The collection contains eleven previously unpublished poems, scraps, rough drafts, and reworked prose fragments; the other two pieces had appeared in the New York Daily Graphic in 1873–1874. One poem, "To Be at All," is a rough draft of stanza 27 of the 1855 "Song of Myself." Traubel rejected many of Whitman's trial titles and apparently supplied his own, drawn from a line in the poem.

Two poems are of especial interest. "Supplement Hours" confirms the notion that Whitman retained his poetic powers until the very end. This is a poem about extreme old age—about the bonus of tranquillity given to us after the striving and activity of a full life. Whitman apparently attached considerable importance to it, since many manuscript versions exist, as well as several different titles, such as "Notes as the wild Bee hums," "A September Supplement," and "Latter-time Hours of a half-paralytic."

"A Thought of Columbus" is said by Traubel to be Whitman's "last deliberate composition, dating December, 1891" (Whitman 575). Whitman apparently added some later touches and gave the manuscript to Traubel ten days before his death in March 1892. It was first printed in facsimile in Once a Week in July 1892, followed the next week by Traubel's account of its composition, in which he stated that it was "finished on his death-bed" ("Walt Whitman's Last"). This poem, written perhaps with the 1892 Columbian Exposition in mind, is a final tribute to the great discoverer with some ideas harking back to "Passage to India" and "Prayer of Columbus." In "Prayer," Columbus is viewed as the "batter'd wreck'd old man" suffering from defeat and despair. But in "A Thought of Columbus" he is a much more idealized figure. He is the agent of a divine plan bringing about the fulfillment of an ages-long process of completion, linking the growth of democracy in the Western Hemisphere with the unfolding of our cosmic destiny.

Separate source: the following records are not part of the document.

PR #1364, opened 2021-01-30
Follow-up for Chromium 88

Zoraver:
During my review of #1342, I identified two things that didn't directly effect current browser functionality but could cause issues down the road:

1. `remove-unneeded-ui.patch` has `\ No newline at end of file` *before* the end of `chrome/browser/resources/history/side_bar.html`.
2. A `#if defined(FULL_SAFE_BROWSING)` in `fix-building-without-safebrowsing.patch` got moved such that there is no implementation for `SafeBrowsingPrivateEventRouter::OnDangerousDeepScanningResult()`; this appears to not cause issues currently, but could cause linker errors in the future.

This pull request addresses both of these nitpicks; I have compiled ungoogled-chromium with these changes and it is running well.

### DIFF
--- a/patches/core/ungoogled-chromium/fix-building-without-safebrowsing.patch
+++ b/patches/core/ungoogled-chromium/fix-building-without-safebrowsing.patch
@@ -131,7 +131,23 @@
    if (!IsRealtimeReportingEnabled())
      return;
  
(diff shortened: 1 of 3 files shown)


Eloston (approved):
LGTM. Thanks for looking out for the code quality!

Like a number of Whitman's other late poems, "A Thought of Columbus" cannot be ignored or dismissed as the product of feebleness or senility. It demonstrates that he was still afoot with his vision, to which he remained faithful to the end. The characteristic exuberance, assurance, and strong rhythms may still be heard in this eloquent apostrophe to the discoverer of America and moving farewell from its solitary singer.


Fillard, Claudette. "Le vannier de Camden: Vieillesse, Poésie, et les Annexes de Leaves of Grass." Études Anglaises 45 (1992): 311–323.

Stauffer, Donald Barlow. "Walt Whitman and Old Age." Walt Whitman Review 24 (1978): 142–148.

Traubel, Horace. "Walt Whitman's Last Poem." Once a Week: An Illustrated Weekly Newspaper 16 July 1892: 3.

Whitman, Walt. Leaves of Grass: Comprehensive Reader's Edition. Ed. Harold W. Blodgett and Sculley Bradley. New York: New York UP, 1965.